When used outside of structured systems and controls, AI can actually make actuarial work worse.
The most significant risk is the move toward black-box models. Replacing transparent, well-understood analyses with opaque AI-generated outputs is a step backward. Actuarial work requires explainability. Results must be defensible to management, auditors, and regulators. Black-box models, no matter how sophisticated, undermine that requirement.
AI can also lead to overly complex models. Automatically generated spreadsheets or code can introduce layers of logic that are difficult to trace and validate. Complexity without clarity is not an improvement. It is a liability.
There is also the issue of false confidence. AI-generated output often appears polished and complete, which can mask subtle errors. In actuarial work, small mistakes can compound into large financial or regulatory consequences. A model that looks right but is wrong is dangerous.
There are also real security and data governance concerns. Actuarial work often involves sensitive financial and policyholder data. Careless use of AI tools can expose that data in ways that are difficult to detect and even harder to remediate.

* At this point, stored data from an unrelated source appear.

PR #10303, opened 2026-07-05
"Edit locally" in Web → Reveal in Finder on macOS

Rello:
https://github.com/nextcloud/documentation/pull/15268

### DIFF
--- a/src/gui/editlocallymanager.cpp
+++ b/src/gui/editlocallymanager.cpp
@@ -96,12 +96,16 @@ void EditLocallyManager::verify(const AccountStatePtr &accountState,
                                 const QString &relPath, 
                                 const QString &token)
 {
+#ifndef BUILD_FILE_PROVIDER_MODULE
     // Show the loading dialog but don't show the filename until we have
-    // verified the token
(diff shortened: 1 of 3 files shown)


src/gui/editlocallymanager.cpp
```diff
@@ -96,12 +96,16 @@ void EditLocallyManager::verify(const AccountStatePtr &accountState,
                                 const QString &relPath, 
                                 const QString &token)
 {
+#ifndef BUILD_FILE_PROVIDER_MODULE
     // Show the loading dialog but don't show the filename until we have
-    // verified the token
+    // verified the token. File Provider handles nc:// without a progress dialog.
```
i2h3, line 101: This is a misleading comment which must be removed. The file provider extension does not handle anything at all and the main app is not the file provider. The main app has the custom URL scheme registered locally (an extension cannot do that) and is invoked for handling.

i2h3 (changes requested):
Please remove that one comment, otherwise approved.

i2h3 (approved):

PR #10370, opened 2026-07-15
fix(macOS): keep the GUI responsive when many files are added to a sync folder

ftapps:
### Problem

On macOS the client's window freezes for as long as it takes to process a large
batch of files, in two situations users hit routinely:

- many files are added at once to a watched sync folder;
- a new account is set up against a server that already holds a large tree.

The sync itself is fine — it is the GUI that stops responding until the initial
processing is over.

### Cause

`FolderWatcherPrivate::startWatching()` scheduled the FSEvents stream on
`dispatch_get_main_queue()`, so the whole notification pipeline ran on the GUI
thread, unlike the Windows backend which uses its own `WatcherThread`. The work
done there is unbounded in the number of files:

- `addCoalescedPaths()` walked every reported directory's whole subtree with
  `QDirIterator` and deduplicated it with a linear `QStringList::contains()`;
- `notifyAll()` — reached on `kFSEventStreamEventFlagMustScanSubDirs` or a
  kernel drop, which is exactly what a mass copy triggers — enumerated the
  entire sync folder and reported every path individually;
- each reported path then costs a journal lookup and several stats in
  `Folder::slotWatchedPathChanged()`.

There's also a cross-platform O(n²) on the same GUI thread: `SyncEngine::slotItemDiscovered()`
kept `_syncItems` sorted with a `lower_bound` + `QVector::insert` per item, which
memmoves the tail every time — billions of shared-pointer moves for a first sync of a
large tree, before the first byte is transferred. This runs for remote items too, so it
also weighs on first-time setup (though see the note on that scenario below).

### Changes

Four self-contained commits:

1. **`fix(macOS): handle file system events off the GUI thread`** — private serial
   dispatch queue, batches handed to the watcher's thread with a queued
   invocation; subtree expansion bounded and deduplicated with a `QSet`;
   `notifyAll()` asks for a full local discovery instead of walking the tree.
2. **`fix: keep a full local discovery request across a running sync`** — a request
   arriving mid-sync was silently dropped, because the running sync restarts
   `_timeSinceLastFullLocalDiscovery` when it finishes. This one is pre-existing
   and not macOS-specific, but the change above depends on the request being
   honoured.
3. **`perf: sort discovered sync items once instead of inserting in order`** — O(n²) → O(n log n).
4. **`perf: cache the selective sync list in the journal`** — it was queried once per added file.

### Testing

Built on macOS (Qt 6) and run as the daily driver against a real server, on a
sync folder of ~84 GB.

- `FolderWatcherTest`, `LocalDiscoveryTest`, `SyncJournalDBTest`, `SyncMoveTest`,
  `RemoteDiscoveryTest`, `SyncConflictTest`, `SyncFileStatusTrackerTest`,
  `AllFilesDeletedTest`, `BlacklistTest`, `SyncDeleteTest` all pass. A debug
  build covers commit 3 through the `Q_ASSERT(std::is_sorted(...))` in
  `finishSync()` and `OwncloudPropagator::start()`.
- `testMove3LevelDirWithFile` in particular still passes: FSEvents does not
  report the items below a renamed directory, so the expansion is still needed --
  it is bounded, not removed.
- Manual: copied a folder of ~101k files / 13 GB into the sync folder. The window
  stayed responsive throughout, where it used to freeze. `sample(1)` on the main
  thread during discovery shows it parked in `nextEventMatchingMask` with no
  `FolderWatcher`/`ProcessDirectoryJob` frames on it.
- By accident this also got an A/B run: a stale login item relaunched the
  released 33.0.7 build alongside the patched one, against the same account and
  folder. Activity Monitor showed the released build as "Not Responding" while
  the patched one kept its main thread ~80% idle under the same load.

### Notes for reviewers

- `addCoalescedPaths()` deliberately bounds only its own expansion, not the
  incoming batch: those are events FSEvents actually reported, they are capped by
  the kernel's own buffer, and reporting them drives things a full local
  discovery cannot redo, such as releasing office file locks.
- `changesLost()` reports no path on purpose. The watched root reaches the local
  discovery tracker as an empty relative path, and `{""}` matches only the root
  itself, not the tree below it — so it would look like a fix while quietly
  discovering nothing.
- The sync engine still runs on the GUI thread; this does not change that. It
  removes the unbounded single blocks, so the remaining work yields to the event
  loop between batches.
- On the first-sync-from-server scenario: I tried to reproduce that freeze — fresh
  empty local folder, same large server, classic sync — and could not. Sampling the
  main thread all through remote discovery showed it mostly parked in the event loop
  (the macOS "Not Responding" flag never set, the UI kept painting). That phase is
  network-bound — one PROPFIND per directory — so `LsColXMLParser::parse` and
  `ProcessDirectoryJob::processSubJobs` on the main thread are cheap next to the
  round-trips. So I'm not claiming this PR fixes that case; I just couldn't trigger it.
  If it bites others, those two are the main-thread costs to look at, separately.

### DIFF
--- a/src/common/syncjournaldb.cpp
+++ b/src/common/syncjournaldb.cpp
@@ -703,6 +703,7 @@ void SyncJournalDb::close()
 
     _db.close();
     clearEtagStorageFilter();
+    _selectiveSyncListCache.clear();
     _metadataTableIsEmpty = false;
 }
 
@@ -2380,6 +2381,12 @@ QStringList SyncJournalDb::getSelectiveSyncList(SyncJournalDb::SelectiveSyncList
         return result;
     }
 
+    const auto cached = _selectiveSyncListCache.constFind(int(type));
+    if (cached != _selectiveSyncListCache.constEnd()) {
+        *ok = true;
+        return *cached;
+    }
+
     const auto query = _queryManager.get(PreparedSqlQueryManager::GetSelectiveSyncListQuery, QByteArrayLiteral("SELECT path FROM selectivesync WHERE type=?1"), _db);
     if (!query) {
         qCWarning(lcDb) << "database error:" << query->error();
@@ -2408,6 +2415,8 @@ QStringList SyncJournalDb::getSelectiveSyncList(SyncJournalDb::SelectiveSyncList
     }
     *ok = true;
 
+    _selectiveSyncListCache.insert(int(type), result);
+
     return result;
 }
 
@@ -2417,6 +2426,10 @@ void SyncJournalDb::setSelectiveSyncList(SyncJournalDb::SelectiveSyncListType ty
     if (!checkConnect()) {
         return;
     }
+
+    // Dropped rather than replaced with `list`: getSelectiveSyncList() hands out entries with a
+    // trailing slash, which is added on read, not on write.
+    _selectiveSyncListCache.remove(int(type));
 
     startTransaction();
 
--- a/src/common/syncjournaldb.h
+++ b/src/common/syncjournaldb.h
@@ -431,6 +431,15 @@ private:
     int _transaction = 0;
     bool _metadataTableIsEmpty = false;
 
+    /* Cache for getSelectiveSyncList(), keyed by SelectiveSyncListType.
+     *
+     * The list is read once per file in some hot paths (see Folder::warnOnNewExcludedItem) while
+     * changing only when the user edits the selective sync configuration, so it is kept here
+     * rather than re-queried. Invalidated by setSelectiveSyncList() -- the only writer of the
+     * selectivesync table -- and on close().
+     */
+    QHash<int, QStringList> _selectiveSyncListCache;
+
     /* Storing etags to these folders, or their parent folders, is filtered out.
      *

If AI is not the solution to everything, what does an optimal actuarial model look like?
It starts with structure. Data should flow from core systems into a standardized, normalized database with built-in validation and visualization tools (perhaps including AI-based tools). From there, pre-built analytical engines that implement established actuarial methods operate on that data. These models should be transparent, repeatable, and subject to version control.
Actuaries then apply professional judgment within this framework by making assumptions, adjusting parameters, weighing the relative value of each method, and interpreting results. This remains the core of the profession.
Policy terms and other inputs can be structured and fed into the system, with AI assisting in interpretation and ingestion where appropriate. The result is a workflow that is automated where it should be, but still controlled, transparent, and auditable.
In this model, AI plays a supporting role within the system. It enhances validation, improves documentation, accelerates development, and assists with data extraction. It does not replace the system, and it does not replace actuarial judgment.
Much to the chagrin of the AI-Actuary startups, humans will not augment systems designed by AI. AI will operate within systems designed by humans.
The idea that AI will handle actuarial work from start to finish is not a vision. It is a misunderstanding of where the real work and risk reside. Firms whose business plan is premised on this assumption will fail.
The challenge in actuarial work has never been performing the math. It has been ensuring that data is reliable, models are validated, structured and transparent, and decisions are made with sound judgment and accountability.
AI can help, and in some cases meaningfully. But it is not a substitute for the systems, controls, and expertise that underpin actuarial work.
Insurance firms that succeed will not be those that try to replace actuaries with AI. They will be the ones that build better systems (automated when practical) that are structured, governed, and scalable, and then use AI to enhance those systems in targeted, practical ways.